Отныне жизнь Одоевского — это вереница поступков, фраз легендарных, необычных, странных…
На площади Одоевский — «безумный заговорщик» (слова Николая I), на следствии же — падет духом. В журнале заседания Следственного комитета 16 февраля 1826 г. записано: « Допрашивали :
3) Князя Одоевского , который просил позволение предстать пред Комитетом для сделания важного открытия. Ничего нового не показал, а назвал несколько более лиц, нежели в первых допросах, но все уже известные, кроме конной гвардии офицера Лужина , которого в виду еще не имели. Оказывает величайшее раскаяние, столь сильно на него подействовавшее, что он кажется поврежден в уме. Положили : показание сие взять к сведению, а о Лужине прежде выправиться, ибо на одно слово Одоевского положиться нельзя» [ВД, т. XVI, с. 104]. Лужин «уцелел», сделал карьеру.
Придя в себя, заключенный начинает сочинять: «Из гроба пел я воскресенье…»
Но мысль моя — едва живая —
Течет, в себе не отражая
Великих мира перемен;
Все прежний мир она объемлет
И за оградой душных стен —
Востока узница — не внемлет
Восторгам западных племен.
Перестукивание заключенных по системе, изобретенной Михаилом Бестужевым (алфавит делится на несколько групп, каждая буква имеет в группе определенный номер), — эта система не могла быть применена к Одоевскому: поэт, образованный, просвещенный, — и не знает русского алфавита! Но, может, оттого легче и находил неожиданные слова и сочетания, от — как бы сказать — недостаточной грамотности? Нет, скорее от нерастраченного удивления перед родным языком.
1 февраля 1827 г. Одоевского отправляют с Нарышкиным и двумя Беляевыми из Петербурга в Сибирь.

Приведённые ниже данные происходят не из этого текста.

PR #527, opened 2023-08-21
Enable upgrading only specified repos

utzig:
Reimplement support for `newt upgrade <repo1> <repo2>...`. Not specifying repos upgrades everything; specifying repos update only the ones given, without upgrading/installing its dependencies, etc.

This should allow advanced users to install only what is required, eg. if developing an app for nrf52x one could simply run:

`newt upgrade --depth=1 apache-mynewt-core apache-mynewt-nimble nordic-nrfx`

This is also useful for CI, eg, for MCUboot it's possible to use MCUboot as the root project and run:

`newt upgrade --depth=1 apache-mynewt-core nordic-nrfx mbedtls`

And this brings down the complete download from 1GB to just around 250MB.

### DIFF
--- a/newt/cli/project_cmds.go
+++ b/newt/cli/project_cmds.go
@@ -121,14 +121,14 @@ func makeRepoPredicate(repoNames []string) func(r *repo.Repo) bool {
 }
 
 func upgradeRunCmd(cmd *cobra.Command, args []string) {
-	proj := TryGetOrDownloadProject()
+	proj := TryGetOrDownloadProject(args)
 	interfaces.SetProject(proj)
 
-	proj.GetPkgRepos()
+	proj.GetPkgRepos(args)
 
 	pred := makeRepoPredicate(args)
 	if err := proj.UpgradeIf(
-		newtutil.NewtForce, newtutil.NewtAsk, pred); err != nil {
+		newtutil.NewtForce, newtutil.NewtAsk, args, pred); err != nil {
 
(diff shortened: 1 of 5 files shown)


utzig:
Hmmm OK, CI passed now because I fixed the dependency graph when passing `repo` arguments to `upgrade`. So I'll drop the CI changes and it will break again, because there are `repo` arguments in the calls, even though usage is broken and `upgrade` totally ignores them. This probably worked back in the day when there was `newt install`. So, I'll have to end up adding a `--no-deps` parameter or something similar and which shall maintain the broken compatibility with the broken usage...

andrzej-kaczmarek:
we also had idea to add include/exclude repo options to project.yml. this way project can be configured to only include certain repositories required for that project or exclude those not needed.

nevertheless, this one is also nice to have.

utzig:
> we also had idea to add include/exclude repo options to project.yml. this way project can be configured to only include certain repositories required for that project or exclude those not needed.
> 
> nevertheless, this one is also nice to have.

Cool, I've found some regressions when last testing this, which is the reason for the WIP. I'll try to get back to this today or tomorrow, and will leave a comment once I find is is good for review.

vrahane:
@andrzej-kaczmarek and @sjanc  does this PR do the same with dependent/ignore repos as the most recent commits ?

sjanc:
yeap, I think it serves same purpose

PR #531, opened 2023-09-19
Update mod.go to use mynewt-artifact v0.0.25-0.20230515081815-85acad353839

benmccrea:
Use latest mynewt-artifact which includes a fix for images that use HW encryption (commit 54b7160).
Also ran `go mod tidy` to clean up dependencies.


vrahane (approved):
Tested this. Works fine. We can probably do an official release later but for now this change seems good. Waiting for others to approve it.

sjanc (approved):

PR #534, opened 2023-11-07
Add possibility to define global cflags in packages

m-gorecki:
This adds possibility to use global cflags in packages. Until now only cflags defined in app package were used globally while compiling. Now it is possible to add such flags in every package by using "app.cflags" field in package's yaml file. This also adds new command to show which packages within the target contain those global flags.

### DIFF
--- a/newt/builder/build.go
+++ b/newt/builder/build.go
@@ -635,11 +635,39 @@ func buildWorker(
 	}
 }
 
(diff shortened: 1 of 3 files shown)


sjanc (approved):

kasjer (changes requested):
while app.cflags is passed to build it is not put in generated CMakelist.txt

kasjer (approved):
Tested OK

PR #538, opened 2024-01-04
Fix sysinit test

sjanc:
Remove unneeded commands and update test reference data.


sjanc:
for now just update test data, but we should reconsider on how we test this and how stable this should be

andrzej-kaczmarek (approved):

PR #540, opened 2024-01-19
newt: Add possibility to use generated linker script

m-gorecki:
Now if "bsp.linkerscript" has value "autogenerated", default linker script
will be passed to the linker.


kasjer (approved):
LGTM, verified to work

newt/pkg/bsp_package.go
```diff
@@ -103,14 +113,33 @@ func (bsp *BspPackage) resolveLinkerScriptSetting(
...
+			if val == "autogenerated" {
+				path, err := bsp.getAutogeneratedLinkerScriptPath()
+				if err != nil {
+					return nil, util.PreNewtError(err,
+						"Could not resolve autogenerated linker script path for target \"%s\"",
+						bsp.yov.Pkg.Name())
+				}
+				paths = append(paths, path)
+				continue
+			}
```
andrzej-kaczmarek, line 141: autogenerated scripts should be only handled if single script is set to "autogenerated", here it should better just return an error

andrzej-kaczmarek (changes requested):

andrzej-kaczmarek (approved):

PR #541, opened 2024-02-13
newt: Fix autogenerated linker script usage

m-gorecki:
PreNewtError instead of NewNewtError was causing crashes. Also
"autogenerated" key should be handled when there is only one
value ("autogenerated") inside the vals slice.


kasjer (approved):
Tested OK

sjanc (approved):

PR #542, opened 2024-02-19
wip: generate linker sections

m-gorecki:
Adding pkg.sections field with sections names will result in generation of two header files ld_ram.h and ld_text.h. Files are used in generated linker scripts.


sjanc (approved):

andrzej-kaczmarek:
how does this work if build contains more than 1 package using this feature?

m-gorecki:
@andrzej-kaczmarek Entries from each pkg used in the build will be collected and placed in the generated header.

andrzej-kaczmarek:
so I don't really understand what's the purpose of that if everything is put in single and thus can only be included in single section of linker script...

kasjer:
@andrzej-kaczmarek It's put in one section (for cortex it's in .text just before .rodata) but it adds `__<section>__start__` and `__<section>__end__` that can be referred in code making link time tables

Больше Невы он никогда не увидит.
Легенда : проезжая возле дома Кочубея, освещенного, бального, вчерашний князь, гвардеец будто бы сочинил стихи «Бал»:
…Весь огромный зал
Был полон остовов… Четами
Сплетясь, толпясь, друг друга мча,
Обнявшись желтыми костями,
Кружася, по полу стуча,
Они зал быстро облетали.
Лиц прелесть, станов красота —
С костей их — все покровы спали.
Одно осталось: их уста,
Как прежде, все еще смеялись;
Но одинаков был у всех
Широких уст безгласный смех.
Глаза мои в толпе терялись,
Я никого не видел в ней:
Все были сходны, все смешались…
Плясало сборище костей.
Когда некоторые декабристы говорили, что Пушкин прожил бы дольше, если бы попал в 1825-м в тюрьму, а потом в Сибирь, Иван Пущин, как никто знавший друга-поэта, возражал: «Положительно, сибирская жизнь, та, на которую впоследствии мы были обречены в течение тридцати лет, если б и не вовсе иссушила его могучий талант, то далеко не дала бы ему возможности достичь того развития, которое, к несчастью, и в другой сфере жизни несвоевременно было прервано» [Пущин, с. 87].
Грибоедов лучше всех понимал «своего Сашу» — и оттого больше других беспокоился, воображал, что значит для такого нежного, экзальтированного юноши сибирское заточение.
В бумагах Грибоедова сохранилось стихотворение к А. О. , восьмистишие-молитва.
Я дружбу пел… Когда струнам касался,
Твой гений над главой моей парил,
В стихах моих, в душе тебя любил
И призывал, и о тебе терзался!..
О, мой творец! Едва расцветший век
Ужели ты безжалостно пресек?
Допустишь ли, чтобы его могила
Живого от любви моей сокрыла?..
Пушкин напишет о прекрасной женщине — «гений чистой красоты…»; для Грибоедова — дух, образ, гений друга «над главой моей парил…»
Автор «Горя» — великий поэт; Одоевский для него необыкновенно важен, велик не литературным дарованием, другим: «Каков я был до отъезда в Персию… плюс множество прекрасных качеств, которых я никогда не имел» [Гр., т. III, с. 179].
Второе, лучшее «я» Грибоедова — с ним, в нем постоянно:
В стихах моих, в душе тебя любил…
Об Одоевском — как об уже умершем: «век… безжалостно пресек», «его могила».
Предчувствие вечной разлуки, которая может быть ускорена гибелью одного из них. Государственного преступника Одоевского или государственного деятеля Грибоедова.